Con l’arrivo delle alte temperature torna l’interesse per il bonus condizionatori. Anche nel 2026 è possibile ottenere una detrazione fiscale per l’acquisto e l’installazione di climatizzatori a basso consumo, in alcuni casi anche senza eseguire lavori di ristrutturazione dell’immobile.
La misura non rappresenta una categoria autonoma, ma rientra nelle agevolazioni previste dall’Ecobonus e dal Bonus Casa. Le indicazioni sono state chiarite dall’Agenzia delle Entrate e richiamate anche dall’esperto del settore immobiliare Ivan Meo.
La detrazione ordinaria è pari al 36% della spesa sostenuta, ma può arrivare al 50% se l’intervento riguarda l’abitazione principale e il contribuente è titolare di un diritto reale sull’immobile, come proprietà, usufrutto o diritto di abitazione.
La proroga prevista dalla Legge di Bilancio 2026 mantiene l’esclusione delle caldaie alimentate esclusivamente da combustibili fossili, mentre continuano a essere agevolati i sistemi a pompa di calore e gli impianti ad alta efficienza energetica. La disciplina fa riferimento all’articolo 14 del decreto legge 63/2013 e all’articolo 16-bis del Tuir.
Pagamento tracciabile obbligatorio
Per accedere all’agevolazione resta necessario effettuare il pagamento tramite bonifico parlante. Nel documento devono comparire il riferimento normativo, il codice fiscale del beneficiario, la partita Iva o il codice fiscale dell’installatore e gli estremi della fattura.
Carte di pagamento, assegni o altri strumenti non consentono di ottenere la detrazione. La tracciabilità dell’operazione continua a essere uno dei requisiti richiesti dall’Agenzia delle Entrate.
Per gli interventi che comportano un miglioramento energetico, la documentazione va trasmessa all’Enea entro 90 giorni dalla conclusione dei lavori, utilizzando il portale relativo all’anno di riferimento.

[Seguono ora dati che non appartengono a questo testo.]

PR #248, opened 2019-10-26
Change downloader to take input.json

rukawata:
1. Change downloader to take configuration from input.json.
2. Change folder name from python_scripts to python.


deploy/v2/python/downloader/helper.py
```diff
@@ -77,7 +77,7 @@ def load(filename):
             "Config file %s does not exist" % filename
 
         with open(filename) as f:
-            data = json.load(f)
+            data = json.load(f)["software"]["downloader"]
```
Caiyeon: I don't see a "downloader" field in input.json["software"]. Am I missing something?

Also, above this, we assert that the file exists. And below, we assert that credentials exists. Why not assert here that software and downloader exists?

rukawata: This new field has been added from a different [PR](https://github.com/Azure/sap-hana/blob/3b2281540fd59de89945b6e8af05317912cf8a78/deploy/v2/input.json).
Good point, I will add assert to check if software and downloader exists.

PR #250, opened 2019-10-31
V2: Ansible - OS and Disk configurations

saddi7087:
V2: Ansible - OS and Disk configurations. 

This is the same code as [PR #238]( https://github.com/Azure/sap-hana/pull/238) - we closed that one due to not able to resolve conflicts between that branch and the latest master.

Below code are added to test the Ansible code (since playbook is not yet in master).
@rukawata will create a new PR to remove this after this PR got merged.

```
     ssh -i /tmp/sshkey -o StrictHostKeyChecking=no "${rti_user}"@"${rti_public_ip}" << EOF
        cd sap-hana
        git checkout wft-ansible-os
      EOF
```

PR #251, opened 2019-11-01
Extend v2 pipeline to test different OS versions

rukawata:
To be able to run the test cases for different OS versions, below changes are made in this PR:
- Separate jobs for different scenarios as template under `template/job-template-per-os.yaml`
- Use the above template trigger test jobs for two OS versions - can be extended in the future:
   - **SLES12**
   - **RHEL7**
  The above two versions are currently supported by the Ansible [PR](https://github.com/Azure/sap-hana/pull/250).
- Adjust the cleanUp job so it can work with the new naming conversion for created resource group: `"${scenario}-${os}-$(Build.BuildId)"` eg. `v2-reuseNSG-RHEL7-1365`
- Adjust the `README.MD` accordingly.


templates/job-template-per-os.yaml
```diff
@@ -0,0 +1,107 @@
...
+  - script: |
+      az login --service-principal --user $(hana-pipeline-spn-id) --password  $(hana-pipeline-spn-pw) --tenant $(landscape-tenant) --output none
+      echo '##vso[task.setvariable variable=arm_id]$(az network nsg show --resource-group v2-allNew-${{parameters.osVersion}}-$(Build.BuildId) --name nsg-mgmt --query id --output tsv)' 
+  - template: update-place-holder.yaml
+    parameters:
+      scenario: $(scenario)
+      testCaseName: $(testcase)
+      placeHolder: var-rg-name
+      value: $(testcase)
+  - template: update-place-holder.yaml
```
persiaAziz: Can we rename the update-place-holder.yaml to something else in this PR. Specifically get rid of the "place-holder" and name it something like change resource change param or something?

rukawata: Sure! I have some options, let me know which causes less confusion :)

- update-template-json
- update-template-value
- replace-json-value
- ...

azure-pipelines-v2.yaml
```diff
@@ -150,26 +64,37 @@ stages:
 # Tag "Delete=True" will be added to mark all resource groups for   #
 # scheduled deletion done by azure-pipelines-cleanup.yaml           #
 #####################################################################
-- stage: DestroyingResources
+- stage: DestoryingResources
```
pabowers: typo: should be `DestroyingResources`

templates/job-template-per-os.yaml
rukawata: Change it to test-case-template-update.

azure-pipelines-v2.yaml
rukawata: Thanks! Adjusted.

PR #252, opened 2019-11-03
v2:Added resource block to create Azure file share

suhanselvan:
Changes in this PR:

-> Includes resource block to create Azure file share.

Current Terraform azure provider supports file shares under Standard storage account tier only. input file needs to be modified accordingly.


deploy/v2/input.json
```diff
@@ -179,6 +179,7 @@
       "account_replication_type": "",
       "account_kind": "",
       "container_name": "",
+      "share_name": "",
```
persiaAziz: rename to file_share_name

rukawata: Maybe let's change both: `blob_container_name` and `file_share_name`, so it's clearer one is for blob while the other is for azure file :) 
@suhanselvan please adjust accordingly, thanks!

suhanselvan: Changed.

PR #254, opened 2019-11-04
V2: Ansible - Bits download

saddi7087:
Mount the Azure File share and SAP Media download

PR #256, opened 2019-11-04
V2: Ansible  configure linux jump boxes

saddi7087:
Install HANA Studio on Linux Jumpboxes


deploy/ansible/roles/hana-studio-linux-install/tasks/main.yml
```diff
@@ -0,0 +1,54 @@
+---
+
+# Mount Azure File and Install Hana Studio on jumpbox
```
rukawata: This should be done together with other mounting in PR #254 (you had it for RTI and HANA servers there, the inventory for mounting should also include all jumpboxes).
Please remove it from PR #256 and add it to PR #254.

deploy/ansible/roles/hana-studio-linux-install/tasks/main.yml
```diff
@@ -0,0 +1,54 @@
...
+
+- name: Mount storage for SAP bits on Jumpbox
+  mount:
+    path: "{{ azure_files_mount_path }}"
+    fstype: cifs
+    opts: "credentials=/etc/smbcredentials/{{ output.software.storage_account.name }}.cred,dir_mode=0755,file_mode=0755,serverino,defaults,nofail,vers=3.0"
+    src: "//{{ output.software.storage_account.name }}.file.core.windows.net/sapmnt"
+    state: mounted
+
+- name: Create hdbstudio install path
```
rukawata: Name shouldn't be hdbstudio install.
Idea is to install all components under component section in the output.json.

deploy/ansible/sap_playbook.yml
```diff
@@ -0,0 +1,57 @@
...
+    - { role: os-disk-setup }
+    - { role: sap-media-download }
+    - { role: sap-hdb-xsa-install }
+
+- hosts: linux-jumpboxes
+  become: true
+  become_user: root
+  vars:
+    azure_files_mount_path: "/sapmnt"
+    hdbstudio_install_path: "/usr/sap/hanastudio"
```
rukawata: This should not be hard coded.
In the future we may consider the possibility to enable customer install under customized path, but for now, always install under default path.

deploy/ansible/sap_playbook.yml
```diff
@@ -0,0 +1,57 @@
...
+    hdbstudio_software_loc: "{{ azure_files_mount_path }}/DB/DATA_UNITS/HDB_STUDIO_LINUX_X86_64"
+    hdbstudio_template_path: "/usr/sap"
```
rukawata: Why template need to be under /usr/sap?
Also we should remove the template after the installation is done.

deploy/ansible/roles/hana-studio-linux-install/tasks/main.yml
saddi7087: We cannot combine Jumpbox with RTI and DB servers for Azure file mounting Because ansible accesses to jumpbox is password and DB is ssh key. if we change the access part we can use same code for both.

deploy/ansible/sap_playbook.yml
saddi7087: If template is the install path, installer will fail throwing install path is not empty. I have keep the template file in some location other than installation location. Please suggest a location to keep template. yes, we can delete the template.

deploy/ansible/sap_playbook.yml
```diff
@@ -0,0 +1,57 @@
...
+        hana_database: "{{ item }}"
+      loop: "{{ output.databases|flatten(levels=1) }}"
+      when: item.platform == 'HANA'
+  roles:
+    - { role: os-preparation }
+    - { role: os-disk-setup }
+    - { role: sap-media-download }
+    - { role: sap-hdb-xsa-install }
+
+- hosts: linux-jumpboxes
```
rukawata: Accoding to Suhan's code, inventory for linux jumpboxes should be `jumpboxes_linux`

deploy/ansible/sap_playbook.yml
rukawata: It should work. Please check [this role](https://github.com/Azure/sap-hana/blob/master/deploy/vm/ansible/roles/saphana-install/tasks/main.yml):

```yaml
- name: deploy hdblcm install template
  template:
    src: "{{ 'hdbserver_hana2.j2' if use_hana2 else 'hdbserver_hana1.j2'}}"
    dest: /hana/shared/install/hdbserver_{{ sap_sid }}_install.cfg
```

saddi7087: This won't work because we are installing in different directory called  /hana/shared/install/SAP_HANA_DATABASE, so template is copied to install directory. 

- name: run hdblcm
  shell: "pwd=$(<../hdbserver_{{ sap_sid }}_passwords.xml); rm ../hdbserver_{{ sap_sid }}_passwords.xml; echo $pwd | ./hdblcm --batch --action=install --configfile='../hdbserver_{{ sap_sid }}_install.cfg' --read_password_from_stdin=xml"
  args:
    chdir: /hana/shared/install/SAP_HANA_DATABASE

deploy/ansible/sap_playbook.yml
saddi7087: This name taken from hosts file created by terraform not the output.json. If we have final version of output.json and hosts file, I will make changes accordingly.

deploy/ansible/roles/hana-studio-linux-install/tasks/main.yml
rukawata: We will not change the two options for authentication for all VMs. This is always the case here to have mixed usage of ssh key pair and password, especially for windows jumpboxes, we always use password. `ansible_password` needs to be set in the inventory file - @suhanselvan if this is not done, please add this.

deploy/ansible/sap_playbook.yml
rukawata: Currently Suhan already set it to jumpboxes_linux: check this [code on master](https://github.com/Azure/sap-hana/blob/master/deploy/v2/terraform/modules/output_files/ansible_inventory.tmpl).

saddi7087: I will modify the name accordingly.

deploy/ansible/roles/hana-studio-linux-install/tasks/main.yml
saddi7087: I will modify the code to mount azure file share on linux servers using the os-independent group.

deploy/ansible/sap_playbook.yml
saddi7087: modified the hosts

deploy/ansible/roles/hana-studio-linux-install/tasks/main.yml
```diff
@@ -0,0 +1,54 @@
+---
```
rukawata: All the paths are wrong. Should be under `deploy/v2/ansible`.

PR #261, opened 2019-11-12
Add option to execute Ansible playbook from Terraform

rukawata:
Introduced flag `ansible_execution`:

- If set to `true`, terraform apply will execute Ansible playbook from jumpbox
- If set to `false`, terraform will not execute Ansible playbook, only show the Ansible version on jumpbox

In the v2 pipeline testing, this flag is set to `false`, because we want to checkout the updated playbook from PR and execute that one instead.

### DIFF
--- a/deploy/v2/input.json
+++ b/deploy/v2/input.json
@@ -129,8 +129,8 @@
       "high_availability": "",
       "authentication": {
         "type": "",
-        "username": "",
-        "password": ""
+        "os_username": "",
+        "os_password": ""
       },
       "instance": {
         "sid": "",
--- a/deploy/v2/input.json
+++ b/deploy/v2/input.json
@@ -64,6 +64,7 @@
         "name": "",
         "destroy_after_deploy": "",
         "size": "",
+        "nic_name": "",
         "private_ip_address": "",
         "os": {
           "publisher": "",
@@ -83,6 +84,7 @@
         "name": "",
         "destroy_after_deploy": "",
         "size": "",
+        "nic_name": "",
         "private_ip_address": "",
         "os": {
           "publisher": "",
@@ -100,6 +102,7 @@
         "name": "",
         "destroy_after_deploy": "",
         "size": "",
+        "nic_name": "",
         "private_ip_address": "",
         "os": {
           "publisher": "",
--- a/deploy/v2/input.json
+++ b/deploy/v2/input.json
@@ -64,7 +64,6 @@
         "name": "",
         "destroy_after_deploy": "",
         "size": "",
-        "nic_name": "",
         "private_ip_address": "",
         "os": {
           "publisher": "",
@@ -84,7 +83,6 @@
         "name": "",
         "destroy_after_deploy": "",
         "size": "",
-        "nic_name": "",
         "private_ip_address": "",
         "os": {
           "publisher": "",
@@ -102,7 +100,6 @@
         "name": "",
         "destroy_after_deploy": "",
         "size": "",
-        "nic_name": "",
         "private_ip_address": "",
         "os": {
           "publisher": "",
@@ -132,8 +129,8 @@
       "high_availability": "",
       "authentication": {
         "type": "",
-        "os_username": "",
-        "os_password": ""
+        "username": "",
+        "password": ""
       },
       "instance": {
         "sid": "",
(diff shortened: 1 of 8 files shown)


deploy/v2/terraform/variables.tf
```diff
@@ -21,3 +21,8 @@ variable "sshkey" {
 variable "options" {
   description = "Configuration options"
 }
+
+variable "ssh-timeout" {
+  description = "Timeout for connection that used by provisioner"
```
lagalbra: nit: "Timeout for connection used by provisioner" or "Timeout for connection that **is** used by provisioner"

lagalbra: (and same rename suggestion for anywhere else this is used, such as deploy/v2/terraform/modules/jumpbox/variables.tf line 42)

deploy/v2/input.json
```diff
@@ -132,8 +129,8 @@
       "high_availability": "",
       "authentication": {
         "type": "",
-        "os_username": "",
-        "os_password": ""
+        "username": "",
+        "password": ""
```
lagalbra: Why are these fields and `nic_name` being changed with this particular PR? Do they affect the Ansible/Terraform connection?

deploy/v2/terraform/variables.tf
rukawata: Thanks. Addressed in both :)

deploy/v2/input.json
rukawata: Reversed.

lagalbra: What about `nic_name`?

deploy/v2/input.json
```diff
@@ -64,7 +64,6 @@
         "name": "",
         "destroy_after_deploy": "",
         "size": "",
-        "nic_name": "",
```
tniek: How is the `nic_name` related to this PR?

deploy/v2/terraform/main.tf
```diff
@@ -56,3 +57,24 @@ module "output_files" {
...
 }
+
+resource "null_resource" "ansible_playbook" {
+  depends_on = [module.hdb_node.dbnodes, module.jumpbox.prepare-rti]
+  connection {
+    type        = "ssh"
+    host        = module.jumpbox.rti-info.public_ip_address
+    user        = module.jumpbox.rti-info.authentication.username
+    private_key = module.jumpbox.rti-info.authentication.type == "key" ? file(var.sshkey.path_to_private_key) : null
+    password    = lookup(module.jumpbox.rti-info.authentication, "password", null)
```
tniek: So if `key` or `password` are not supplied, it is using a `null` value for location of SSH private key or password, respectively?
Would it not be better to fail right away?

rukawata: We do not have a way to verify and validate all inputs before we trigger the terraform deployment at the moment.
This may be possible when we integrate terraform with for example az extension or portal.

deploy/v2/input.json
rukawata: My bad, Laura pointed out another field that got into this PR.
I'm in parallel cleaning up the input json. Will add it back in this PR and clean them up in a separate PR.

deploy/v2/input.json
rukawata: Removed as well.

deploy/v2/terraform/main.tf
```diff
@@ -56,3 +57,24 @@ module "output_files" {
...
+    timeout     = var.ssh-timeout
+  }
+
+  # Run Ansible Playbook on jumpbox if ansible_execution set to true
+  provisioner "remote-exec" {
+    inline = [
+      "export OBJC_DISABLE_INITIALIZE_FORK_SAFETY=YES",
+      "export ANSIBLE_HOST_KEY_CHECKING=False",
+      var.options.ansible_execution ? "ansible-playbook -i hosts ~/sap-hana/deploy/v2/ansible/sap_playbook.yml" : "ansible-playbook --version"
```
persiaAziz: Apologies if I am missing something. Where/how is the playbook getting copied again?

rukawata: The playbook was copied onto RTI in the jumpbox [module](https://github.com/Azure/sap-hana/blob/master/deploy/v2/terraform/modules/jumpbox/main.tf).
I trigger the ansible playbook in the main module instead of the jumpbox module is because it has dependency on both jumpbox and hana servers (hdbnodes).

PR #268, opened 2019-11-18
Track terraform deployment with IMDS

rukawata:
Since the Ansible playbook is not final, I only add tracking of deployemnt for Terraform execution.
Below filter can be used to check the statistic<sup>[1](#myfootnote1)</sup>:

```sql
| where TimeStamp > ago(3d)
| where UserAgent contains"SAP AutoDeploy/v2" and message contains"Terraform_finished"
```

<a name="myfootnote1">1</a>:There is normally a couple of hours delay until the data show up.


lagalbra:
whoooooaaa https://www.markdownguide.org/extended-syntax/#footnotes

PR #274, opened 2020-02-04
Reduce unnecessary jobs from pipeline

rukawata:
The total number of jobs in pipeline for each run is:

[number of resource deployment options<sup>[1](#myfootnote1)</sup>] * [number of supported OS versions<sup>[2](#myfootnote2)</sup>]
(eg. 4 testcases * 2 supported OS versions = 8 jobs)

Chi può usufruire dell’agevolazione
Possono beneficiare del bonus persone fisiche, professionisti, società, condomini, cooperative edilizie, enti pubblici e soggetti privati non commerciali. L’Ecobonus è accessibile sia ai residenti sia ai non residenti, inclusi i titolari di reddito d’impresa. Le spese agevolabili potranno essere sostenute fino al 31 dicembre 2026.
Come scegliere il climatizzatore più adatto
Secondo Altroconsumo, la scelta dovrebbe partire dalle dimensioni degli ambienti da raffrescare. Un parametro di riferimento è rappresentato dai Btu/h, che determinano la capacità di raffreddamento dell’apparecchio.
Anche la classe energetica incide sui consumi. I modelli più efficienti appartengono generalmente alle categorie comprese tra A+ e A+++, con un impatto minore sulle bollette. Sul mercato sono disponibili climatizzatori portatili, sistemi split fissi, multi-split e apparecchi con pompa di calore e tecnologia inverter, in grado di mantenere temperature costanti riducendo i consumi energetici.
Per gli impianti fissi, gli esperti raccomandano di affidarsi a installatori qualificati. Un montaggio corretto e una manutenzione periodica contribuiscono a mantenere elevate le prestazioni e a limitare i costi di gestione.